→ Assignment
Please find all lines containing "matrix" in the listing below and copy them.

→ Data under study
☆ ☆ ☆ ☆ ☆
PR #10856, opened 2021-09-20
Add type hints to event streams.

clokep:
This is a follow-on to #10831 (based on a request https://github.com/matrix-org/synapse/pull/10831#discussion_r709953784 to not use `kwargs: Any`).

It clarifies the type hints for the event streams so that mypy can tell what objects they are. From there we then fix the various type hint errors. Finally, we clarify the type hints for `get_new_events`.

### DIFF
--- a/synapse/handlers/account_data.py
+++ b/synapse/handlers/account_data.py
@@ -13,7 +13,7 @@
 # See the License for the specific language governing permissions and
 # limitations under the License.
 import random
-from typing import TYPE_CHECKING, Any, List, Tuple
+from typing import TYPE_CHECKING, Collection, List, Optional, Tuple
 
 from synapse.replication.http.account_data import (
     ReplicationAddTagRestServlet,
@@ -174,7 +174,10 @@ class AccountDataEventSource:
         self,
         user: UserID,
         from_key: int,
-        **kwargs: Any,
+        limit: Optional[int],
+        room_ids: Collection[str],
+        is_guest: bool,
+        explicit_room_id: Optional[str] = None,
     ) -> Tuple[List[JsonDict], int]:
         user_id = user.to_string()
         last_stream_id = from_key
--- a/synapse/handlers/account_data.py
+++ b/synapse/handlers/account_data.py
@@ -171,7 +171,10 @@ class AccountDataEventSource:
         return self.store.get_max_account_data_stream_id()
 
     async def get_new_events(
-        self, user: UserID, from_key: int, **kwargs: Any
+        self,
+        user: UserID,
+        from_key: int,
+        **kwargs: Any,
     ) -> Tuple[List[JsonDict], int]:
         user_id = user.to_string()
         last_stream_id = from_key
--- a/synapse/handlers/account_data.py
+++ b/synapse/handlers/account_data.py
@@ -21,6 +21,7 @@ from synapse.replication.http.account_data import (
     ReplicationRoomAccountDataRestServlet,
     ReplicationUserAccountDataRestServlet,
 )
+from synapse.streams import EventSource
 from synapse.types import JsonDict, UserID
 
 if TYPE_CHECKING:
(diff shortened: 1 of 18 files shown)


synapse/handlers/account_data.py
```diff
@@ -171,7 +171,13 @@ def get_current_key(self, direction: str = "f") -> int:
...
 
     async def get_new_events(
-        self, user: UserID, from_key: int, **kwargs: Any
+        self,
+        user: UserID,
+        from_key: int,
+        limit: Optional[int],
+        room_ids: Collection[str],
+        is_guest: bool,
+        explicit_room_id: Optional[str] = None,
```
reivilibre, line 180: What are these parameters? They seem to my eye unused. Is it not possible to remove them?

reivilibre: Ah, I see, these sources are passed to a for loop in:

https://github.com/matrix-org/synapse/blob/858363d0b7e58fd71875b25d183537bb3b5a397f/synapse/notifier.py#L594-L601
☆ ☆ ☆ ☆ ☆
→ Exercise response
This is a follow-on to #10831 (based on a request https://github.com/matrix-org/synapse/pull/10831#discussion_r709953784 to not use `kwargs: Any`).
https://github.com/matrix-org/synapse/blob/858363d0b7e58fd71875b25d183537bb3b5a397f/synapse/notifier.py#L594-L601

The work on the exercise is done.